Effects of Tilt on HF Component of MSNA Variability
The results of the present study also indicated that the
normalized power of HFMSNA decreased during tilt.
This pattern suggests that recordings of sympathetic activity
might also offer a window to the likely link between
HFMSNA rhythmicity and parasympathetic central
regulation. In keeping with this hypothesis is the previous finding of
an increase in HFMSNA during the
baroreflex-mediated enhancement of parasympathetic activity obtained by
increasing systemic blood pressure with phenylephrine
administration.12 In addition, a reduction of neural
sympathetic discharge and a concomitant enhancement of the normalized
power of HFMSNA were evident after low-dose
atropine infusion; this directly increases central parasympathetic
activity by activating central muscarinic receptors.13
However, the finding in the present study of a high peak coherence
between MSNA and the respiratory signal, which was unaffected by
modifications in the autonomic profile induced by tilt, suggests a
strong link between respiration and sympathetic efferent discharge,
which might be mediated by vagal afferents.34
Regarding this aspect, our results agree with previous observations emphasizing the role of respiratory activity in generating rhythmic oscillations in heart rate and MSNA.35
Clinical Implications
The definition of a pattern of MSNA variability during the
gravitational stimulus in healthy subjects may have important clinical
implications by furnishing a frame of reference in those conditions
characterized by orthostatic intolerance. In fact,
manipulation of sympathetic activity by centrally acting drugs such as
clonidine and yohimbine worsened or, conversely, ameliorated
orthostatic tolerance in patients with neurally mediated
syncope.16 In a group of subjects affected by chronic
orthostatic intolerance syndrome, the exaggerated
tachycardia in the absence of changes in mean blood
pressure during standing have been attributed to a central abnormality
in the distribution of sympathetic activity to the vessels and to the
heart.17 It is, therefore, conceivable that in these and
related diseases,36 abnormalities in the sympathetic drive
to different cardiovascular target organs may coexist
with concomitant impairments in sympathetic discharge rhythmicity.
Conclusions
The results of the present study indicate that the overall
sympathetic excitation induced by upright tilt is characterized by an
increase of the discharge activity of the sympathetic peroneal fibers
and by a proportional modification of their LF rhythmic pattern of
firing.

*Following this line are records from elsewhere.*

PR #116, opened 2021-12-06
#114: refactored parameters/criterion construction as needed

### LINKED ISSUE #114: Modify CriterionBase API to allow for passing of more parameters via config file
This is motivated in particular by. the fact that the total work criterion uses coefficients that should be modifiable via the LBAF config file at runtime

ppebay:
Fixes #114

### DIFF
--- a/src/Applications/conf.yaml
+++ b/src/Applications/conf.yaml
@@ -1,8 +1,9 @@
 # Docs
 # param_name_in_conf  [CL arg]    [type]    Description
 
-# criterion           [-c <tc>]   int(0-3)  transfer criterion: 0: lower total work, 1: tempered load only (default),
-                                                              # 2: strict localizer, 3: relaxed localizer
+# criterion           description of the object transfer criterion
+#    type : str in LowerTotalWork (default), TemperedLoad, StrictLocalizer, RelaxedLocalizer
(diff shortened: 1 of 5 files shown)


marcinwrobel1986:
Philippe @ppebay is that the final PR? So far I understand this would allow only one criterion, right?

src/Applications/conf.yaml
```diff
@@ -26,7 +26,11 @@
 # generate_multimedia [-g]        bool      generate multimedia
 # order_strategy                  str       arbitrary, element_id, fewest_migrations, small_objects, largest_objects
 
-criterion: 0
```
marcinwrobel1986, line 29: You should have changed the description/documentation in YAML file as well, so it corresponds to the different data format in conf file

criterion [-c <tc>]   int(0-3)  transfer criterion: 
- 0: lower total work, 
- 1: tempered load only (default),
- 2: strict localizer, 
- 3: relaxed localizer

ppebay: No. It is taking all existing criteria, but the description must be done as follows:
```
criterion:
  name: "LowerTotalWork"
  parameters:
    alpha: 0.
    beta: 0.001
```
They are to be called by name, instead of by index.

marcinwrobel1986 (approved):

These changes were associated with concomitant relative
reductions of HFMSNA and were mirrored by
analogous modifications in R-R interval and SAP variability. Thus, a
common oscillatory pattern can be detected from the variability of the
sympathetic outflow and the cardiovascular target
functions. These findings are consistent with the hypothesis of
a central-pattern push-pull organization, according to which
sympathetic excitation and vagal withdrawal are linked to an
enhancement of LF oscillation and, conversely, vagal
excitation and sympathetic inhibition are linked to an increase in the
HF component.2
Received June 8, 1999; revision received September 7, 1999; accepted September 23, 1999.